YOUR GOAL: In which lines of the data does the string "with" appear? Copy every one.

__________

PR #8219, opened 2026-08-05
Fix Changelog action  bug

tadgh:
Correctly determine which folder should be used, fixes a bug with snapshots expecting the snapshot folder (should be N+1 on snapshot, not N)


tadgh:
Formatting check succeeded!

PR #8222, opened 2026-08-05
Make migrator check optional

jamesagnew:
#8028 introduced a new baseline capability. It looks like this is interfering with the way that Smile handles migrations, so this PR adds a new flag to explicitly enable the baseline check.


tadgh:
Formatting check succeeded!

__________

OUTPUT FOR THIS EXERCISE:
Correctly determine which folder should be used, fixes a bug with snapshots expecting the snapshot folder (should be N+1 on snapshot, not N)
#8028 introduced a new baseline capability. It looks like this is interfering with the way that Smile handles migrations, so this PR adds a new flag to explicitly enable the baseline check.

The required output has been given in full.